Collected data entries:
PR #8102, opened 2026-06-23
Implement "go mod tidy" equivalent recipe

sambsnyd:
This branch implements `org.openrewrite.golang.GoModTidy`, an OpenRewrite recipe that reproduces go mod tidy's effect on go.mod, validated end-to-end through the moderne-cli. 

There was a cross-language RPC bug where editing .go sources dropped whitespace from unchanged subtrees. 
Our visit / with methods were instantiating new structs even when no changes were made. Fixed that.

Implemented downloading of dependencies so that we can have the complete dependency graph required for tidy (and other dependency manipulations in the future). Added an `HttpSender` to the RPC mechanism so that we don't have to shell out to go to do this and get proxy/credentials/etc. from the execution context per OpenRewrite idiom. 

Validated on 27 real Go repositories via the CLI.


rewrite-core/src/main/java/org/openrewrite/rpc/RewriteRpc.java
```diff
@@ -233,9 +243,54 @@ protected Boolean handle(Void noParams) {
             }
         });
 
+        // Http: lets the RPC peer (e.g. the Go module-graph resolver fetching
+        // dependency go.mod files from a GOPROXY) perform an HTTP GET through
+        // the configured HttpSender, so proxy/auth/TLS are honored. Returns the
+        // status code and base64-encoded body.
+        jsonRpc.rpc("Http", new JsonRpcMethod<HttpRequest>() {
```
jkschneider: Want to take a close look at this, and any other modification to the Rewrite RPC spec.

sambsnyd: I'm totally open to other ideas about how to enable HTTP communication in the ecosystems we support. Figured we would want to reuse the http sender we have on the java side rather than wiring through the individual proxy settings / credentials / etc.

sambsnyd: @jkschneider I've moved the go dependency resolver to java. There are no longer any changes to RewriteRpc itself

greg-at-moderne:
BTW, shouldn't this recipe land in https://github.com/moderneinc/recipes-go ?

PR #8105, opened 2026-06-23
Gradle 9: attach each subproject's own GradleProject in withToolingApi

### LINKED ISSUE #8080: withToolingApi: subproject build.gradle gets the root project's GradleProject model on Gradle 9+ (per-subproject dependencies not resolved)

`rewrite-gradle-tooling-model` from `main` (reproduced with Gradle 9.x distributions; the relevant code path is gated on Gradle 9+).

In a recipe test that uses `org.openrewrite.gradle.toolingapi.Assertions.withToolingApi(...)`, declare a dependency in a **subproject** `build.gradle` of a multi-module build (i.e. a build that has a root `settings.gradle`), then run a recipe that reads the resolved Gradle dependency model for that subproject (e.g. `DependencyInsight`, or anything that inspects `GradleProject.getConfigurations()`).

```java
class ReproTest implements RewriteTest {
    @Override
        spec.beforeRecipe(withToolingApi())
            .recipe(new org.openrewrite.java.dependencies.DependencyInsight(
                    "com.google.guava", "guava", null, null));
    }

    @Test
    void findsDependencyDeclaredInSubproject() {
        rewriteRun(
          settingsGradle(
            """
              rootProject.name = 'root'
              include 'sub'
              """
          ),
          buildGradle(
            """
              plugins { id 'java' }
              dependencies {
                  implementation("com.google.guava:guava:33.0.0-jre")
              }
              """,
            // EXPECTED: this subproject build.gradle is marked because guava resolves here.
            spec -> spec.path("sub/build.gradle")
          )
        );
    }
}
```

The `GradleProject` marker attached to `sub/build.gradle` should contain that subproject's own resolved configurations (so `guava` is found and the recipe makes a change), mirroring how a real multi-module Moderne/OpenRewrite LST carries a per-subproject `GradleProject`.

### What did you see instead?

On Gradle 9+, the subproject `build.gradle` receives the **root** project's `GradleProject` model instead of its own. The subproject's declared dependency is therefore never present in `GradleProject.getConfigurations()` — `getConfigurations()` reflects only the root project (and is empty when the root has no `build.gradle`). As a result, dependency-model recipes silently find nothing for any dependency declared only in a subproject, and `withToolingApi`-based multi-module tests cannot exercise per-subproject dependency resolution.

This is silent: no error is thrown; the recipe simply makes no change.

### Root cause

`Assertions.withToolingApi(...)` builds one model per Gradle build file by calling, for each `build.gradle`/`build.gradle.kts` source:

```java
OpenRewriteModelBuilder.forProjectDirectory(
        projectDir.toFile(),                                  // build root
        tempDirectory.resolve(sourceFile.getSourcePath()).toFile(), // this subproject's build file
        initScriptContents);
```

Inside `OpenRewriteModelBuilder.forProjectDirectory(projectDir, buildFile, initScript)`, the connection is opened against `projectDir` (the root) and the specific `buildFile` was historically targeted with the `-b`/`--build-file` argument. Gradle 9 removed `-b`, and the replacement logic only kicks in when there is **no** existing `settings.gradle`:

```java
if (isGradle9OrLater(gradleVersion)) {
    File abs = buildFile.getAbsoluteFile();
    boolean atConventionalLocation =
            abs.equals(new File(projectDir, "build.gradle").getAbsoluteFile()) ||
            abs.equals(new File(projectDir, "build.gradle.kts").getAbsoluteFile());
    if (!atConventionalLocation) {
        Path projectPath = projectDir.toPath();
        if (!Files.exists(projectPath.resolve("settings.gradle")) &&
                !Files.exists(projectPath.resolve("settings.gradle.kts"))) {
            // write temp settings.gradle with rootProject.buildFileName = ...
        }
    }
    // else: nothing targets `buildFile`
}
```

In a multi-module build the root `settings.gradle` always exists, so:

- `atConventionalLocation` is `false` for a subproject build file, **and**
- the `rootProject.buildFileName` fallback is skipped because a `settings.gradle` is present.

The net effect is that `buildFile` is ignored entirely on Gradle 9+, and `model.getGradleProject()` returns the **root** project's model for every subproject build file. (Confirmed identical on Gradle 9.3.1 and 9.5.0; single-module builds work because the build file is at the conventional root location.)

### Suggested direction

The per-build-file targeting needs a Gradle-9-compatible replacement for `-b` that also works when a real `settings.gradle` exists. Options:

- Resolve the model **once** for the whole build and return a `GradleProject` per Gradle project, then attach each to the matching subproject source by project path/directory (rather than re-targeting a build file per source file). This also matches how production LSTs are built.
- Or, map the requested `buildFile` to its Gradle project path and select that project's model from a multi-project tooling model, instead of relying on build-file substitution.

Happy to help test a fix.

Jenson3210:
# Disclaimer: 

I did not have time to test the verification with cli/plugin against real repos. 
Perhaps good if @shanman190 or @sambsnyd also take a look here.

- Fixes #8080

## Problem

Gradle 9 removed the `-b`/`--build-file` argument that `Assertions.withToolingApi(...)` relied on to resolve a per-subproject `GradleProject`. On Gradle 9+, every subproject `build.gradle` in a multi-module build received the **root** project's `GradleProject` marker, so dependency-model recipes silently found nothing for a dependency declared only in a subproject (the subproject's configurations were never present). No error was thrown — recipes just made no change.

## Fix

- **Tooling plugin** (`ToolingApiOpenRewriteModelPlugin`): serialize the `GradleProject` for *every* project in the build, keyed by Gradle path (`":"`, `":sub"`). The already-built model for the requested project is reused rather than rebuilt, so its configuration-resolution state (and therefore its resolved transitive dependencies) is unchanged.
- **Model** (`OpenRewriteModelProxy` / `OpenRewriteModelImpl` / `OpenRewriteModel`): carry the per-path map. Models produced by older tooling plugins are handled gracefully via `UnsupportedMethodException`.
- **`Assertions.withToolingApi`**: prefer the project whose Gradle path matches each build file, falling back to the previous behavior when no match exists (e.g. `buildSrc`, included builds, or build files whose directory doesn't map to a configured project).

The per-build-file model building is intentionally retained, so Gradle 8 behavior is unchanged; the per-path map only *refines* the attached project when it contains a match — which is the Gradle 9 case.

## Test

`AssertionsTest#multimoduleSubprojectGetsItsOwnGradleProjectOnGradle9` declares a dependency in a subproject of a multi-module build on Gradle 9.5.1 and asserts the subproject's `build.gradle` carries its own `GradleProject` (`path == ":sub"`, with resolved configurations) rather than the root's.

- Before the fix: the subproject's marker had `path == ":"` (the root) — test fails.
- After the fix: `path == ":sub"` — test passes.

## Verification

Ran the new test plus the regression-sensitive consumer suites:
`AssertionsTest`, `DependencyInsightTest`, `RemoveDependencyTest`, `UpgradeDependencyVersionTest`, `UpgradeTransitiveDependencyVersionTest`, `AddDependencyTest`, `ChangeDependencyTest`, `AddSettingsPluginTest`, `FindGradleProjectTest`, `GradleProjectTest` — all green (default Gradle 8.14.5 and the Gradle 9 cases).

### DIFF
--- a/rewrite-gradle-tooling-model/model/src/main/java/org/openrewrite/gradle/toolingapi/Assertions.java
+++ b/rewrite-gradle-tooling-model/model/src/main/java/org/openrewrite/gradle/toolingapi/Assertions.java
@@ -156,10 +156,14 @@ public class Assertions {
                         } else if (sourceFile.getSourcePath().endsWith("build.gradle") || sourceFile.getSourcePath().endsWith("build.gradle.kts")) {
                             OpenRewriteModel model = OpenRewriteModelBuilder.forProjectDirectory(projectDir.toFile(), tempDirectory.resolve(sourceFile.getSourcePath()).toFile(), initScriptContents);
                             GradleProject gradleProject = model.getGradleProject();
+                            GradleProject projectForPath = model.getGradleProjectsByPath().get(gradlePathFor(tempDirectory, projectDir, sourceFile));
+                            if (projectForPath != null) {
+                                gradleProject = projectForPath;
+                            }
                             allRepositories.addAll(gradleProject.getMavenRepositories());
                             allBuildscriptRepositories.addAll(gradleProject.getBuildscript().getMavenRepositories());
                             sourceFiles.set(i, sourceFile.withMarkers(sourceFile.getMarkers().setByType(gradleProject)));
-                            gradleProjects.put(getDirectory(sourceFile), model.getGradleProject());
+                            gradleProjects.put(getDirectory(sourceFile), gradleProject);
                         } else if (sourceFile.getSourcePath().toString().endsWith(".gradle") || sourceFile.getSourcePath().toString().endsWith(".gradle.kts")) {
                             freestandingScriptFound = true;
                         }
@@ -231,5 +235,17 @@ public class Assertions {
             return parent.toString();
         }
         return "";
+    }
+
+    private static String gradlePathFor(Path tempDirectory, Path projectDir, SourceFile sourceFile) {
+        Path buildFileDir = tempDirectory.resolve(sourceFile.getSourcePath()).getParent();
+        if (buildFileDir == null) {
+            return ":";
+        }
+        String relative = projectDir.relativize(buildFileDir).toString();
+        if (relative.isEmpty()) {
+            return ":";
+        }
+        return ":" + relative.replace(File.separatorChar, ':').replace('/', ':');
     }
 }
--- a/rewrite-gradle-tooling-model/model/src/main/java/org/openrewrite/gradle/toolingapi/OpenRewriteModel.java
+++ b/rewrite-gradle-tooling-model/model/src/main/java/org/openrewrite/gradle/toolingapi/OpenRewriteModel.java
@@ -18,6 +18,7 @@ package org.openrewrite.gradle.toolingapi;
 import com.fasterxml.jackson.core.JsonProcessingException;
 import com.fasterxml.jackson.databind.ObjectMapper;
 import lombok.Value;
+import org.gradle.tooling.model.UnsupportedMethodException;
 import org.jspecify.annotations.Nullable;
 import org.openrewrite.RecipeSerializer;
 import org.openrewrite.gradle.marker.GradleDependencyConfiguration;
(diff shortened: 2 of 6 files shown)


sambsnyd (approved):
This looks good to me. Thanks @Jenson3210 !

■ PROBLEM DETAILS
Pull from the data each line where the string "atConventionalLocation" turns up.

■ WRITTEN REPLY
    boolean atConventionalLocation =
    if (!atConventionalLocation) {
- `atConventionalLocation` is `false` for a subproject build file, **and**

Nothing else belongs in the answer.